---- Data for this task

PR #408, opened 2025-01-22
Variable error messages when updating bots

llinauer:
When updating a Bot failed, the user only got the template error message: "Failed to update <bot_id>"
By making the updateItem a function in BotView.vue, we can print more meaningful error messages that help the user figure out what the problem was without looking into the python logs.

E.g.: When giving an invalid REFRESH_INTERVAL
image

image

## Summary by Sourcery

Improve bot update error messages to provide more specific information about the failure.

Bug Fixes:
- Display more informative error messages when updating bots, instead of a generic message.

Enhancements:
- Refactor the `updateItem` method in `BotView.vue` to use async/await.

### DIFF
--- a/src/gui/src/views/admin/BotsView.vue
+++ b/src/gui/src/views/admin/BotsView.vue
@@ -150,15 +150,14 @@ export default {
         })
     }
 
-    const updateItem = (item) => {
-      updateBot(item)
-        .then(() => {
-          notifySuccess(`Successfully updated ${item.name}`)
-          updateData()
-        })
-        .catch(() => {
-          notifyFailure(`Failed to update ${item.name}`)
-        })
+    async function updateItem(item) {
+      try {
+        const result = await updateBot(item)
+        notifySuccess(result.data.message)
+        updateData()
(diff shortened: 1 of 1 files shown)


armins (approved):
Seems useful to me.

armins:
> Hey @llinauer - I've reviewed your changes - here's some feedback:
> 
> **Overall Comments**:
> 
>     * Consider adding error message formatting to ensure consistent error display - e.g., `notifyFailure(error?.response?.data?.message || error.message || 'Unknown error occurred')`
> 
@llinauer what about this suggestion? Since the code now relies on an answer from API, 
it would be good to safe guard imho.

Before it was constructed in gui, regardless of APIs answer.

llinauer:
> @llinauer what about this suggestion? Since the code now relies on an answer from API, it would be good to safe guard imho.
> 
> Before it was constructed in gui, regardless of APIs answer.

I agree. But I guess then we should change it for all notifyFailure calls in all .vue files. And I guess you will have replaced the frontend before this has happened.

--------
---- Data for this task

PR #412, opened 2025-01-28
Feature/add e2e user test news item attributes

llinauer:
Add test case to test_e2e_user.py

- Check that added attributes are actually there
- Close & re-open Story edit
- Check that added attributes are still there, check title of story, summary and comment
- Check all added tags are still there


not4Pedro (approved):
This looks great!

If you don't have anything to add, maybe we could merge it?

--------

Each line of the data above that contains the string "approved" should be counted; give only the total.

2